» WHAT YOU ARE ASKED TO DO: Every line of the data must appear again in the answer, exactly as written.

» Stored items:
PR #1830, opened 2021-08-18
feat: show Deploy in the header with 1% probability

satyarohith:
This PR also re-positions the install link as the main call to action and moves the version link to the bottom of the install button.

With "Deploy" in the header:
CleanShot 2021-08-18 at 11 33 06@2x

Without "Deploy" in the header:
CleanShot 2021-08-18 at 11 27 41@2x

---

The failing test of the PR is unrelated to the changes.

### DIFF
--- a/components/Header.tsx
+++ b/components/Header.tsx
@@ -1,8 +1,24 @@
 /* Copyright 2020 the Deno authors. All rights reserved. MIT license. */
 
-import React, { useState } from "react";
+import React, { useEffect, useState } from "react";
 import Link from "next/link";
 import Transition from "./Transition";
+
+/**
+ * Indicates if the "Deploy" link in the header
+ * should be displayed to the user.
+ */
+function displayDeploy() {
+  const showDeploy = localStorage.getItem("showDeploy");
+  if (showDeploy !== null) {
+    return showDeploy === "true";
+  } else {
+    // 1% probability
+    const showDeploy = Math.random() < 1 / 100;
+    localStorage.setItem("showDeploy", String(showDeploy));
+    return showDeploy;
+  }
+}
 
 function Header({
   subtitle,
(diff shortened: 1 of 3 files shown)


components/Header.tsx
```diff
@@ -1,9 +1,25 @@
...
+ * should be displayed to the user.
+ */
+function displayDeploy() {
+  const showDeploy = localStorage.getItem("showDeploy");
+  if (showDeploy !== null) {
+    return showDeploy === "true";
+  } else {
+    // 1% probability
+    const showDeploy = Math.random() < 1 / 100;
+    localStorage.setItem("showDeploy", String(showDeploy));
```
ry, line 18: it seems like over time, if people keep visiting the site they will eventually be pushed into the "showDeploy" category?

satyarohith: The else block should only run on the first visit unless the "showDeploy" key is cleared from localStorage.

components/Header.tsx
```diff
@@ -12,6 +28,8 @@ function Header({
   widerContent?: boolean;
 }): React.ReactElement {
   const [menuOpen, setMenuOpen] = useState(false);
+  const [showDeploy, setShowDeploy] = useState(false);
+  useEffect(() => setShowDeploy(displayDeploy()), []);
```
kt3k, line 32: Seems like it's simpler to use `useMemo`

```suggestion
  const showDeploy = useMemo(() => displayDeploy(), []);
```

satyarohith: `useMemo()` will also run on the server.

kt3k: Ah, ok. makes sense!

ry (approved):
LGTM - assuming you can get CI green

» EXERCISE ANSWER:
PR #1830, opened 2021-08-18
feat: show Deploy in the header with 1% probability

satyarohith:
This PR also re-positions the install link as the main call to action and moves the version link to the bottom of the install button.

With "Deploy" in the header:
CleanShot 2021-08-18 at 11 33 06@2x

Without "Deploy" in the header:
CleanShot 2021-08-18 at 11 27 41@2x

---

The failing test of the PR is unrelated to the changes.

### DIFF
--- a/components/Header.tsx
+++ b/components/Header.tsx
@@ -1,8 +1,24 @@
 /* Copyright 2020 the Deno authors. All rights reserved. MIT license. */
 
-import React, { useState } from "react";
+import React, { useEffect, useState } from "react";
 import Link from "next/link";
 import Transition from "./Transition";
+
+/**
+ * Indicates if the "Deploy" link in the header
+ * should be displayed to the user.
+ */
+function displayDeploy() {
+  const showDeploy = localStorage.getItem("showDeploy");
+  if (showDeploy !== null) {
+    return showDeploy === "true";
+  } else {
+    // 1% probability
+    const showDeploy = Math.random() < 1 / 100;
+    localStorage.setItem("showDeploy", String(showDeploy));
+    return showDeploy;
+  }
+}
 
 function Header({
   subtitle,
(diff shortened: 1 of 3 files shown)


components/Header.tsx
```diff
@@ -1,9 +1,25 @@
...
+ * should be displayed to the user.
+ */
+function displayDeploy() {
+  const showDeploy = localStorage.getItem("showDeploy");
+  if (showDeploy !== null) {
+    return showDeploy === "true";
+  } else {
+    // 1% probability
+    const showDeploy = Math.random() < 1 / 100;
+    localStorage.setItem("showDeploy", String(showDeploy));
```
ry, line 18: it seems like over time, if people keep visiting the site they will eventually be pushed into the "showDeploy" category?

satyarohith: The else block should only run on the first visit unless the "showDeploy" key is cleared from localStorage.

components/Header.tsx
```diff
@@ -12,6 +28,8 @@ function Header({
   widerContent?: boolean;
 }): React.ReactElement {
   const [menuOpen, setMenuOpen] = useState(false);
+  const [showDeploy, setShowDeploy] = useState(false);
+  useEffect(() => setShowDeploy(displayDeploy()), []);
```
kt3k, line 32: Seems like it's simpler to use `useMemo`

```suggestion
  const showDeploy = useMemo(() => displayDeploy(), []);
```

satyarohith: `useMemo()` will also run on the server.

kt3k: Ah, ok. makes sense!

ry (approved):
LGTM - assuming you can get CI green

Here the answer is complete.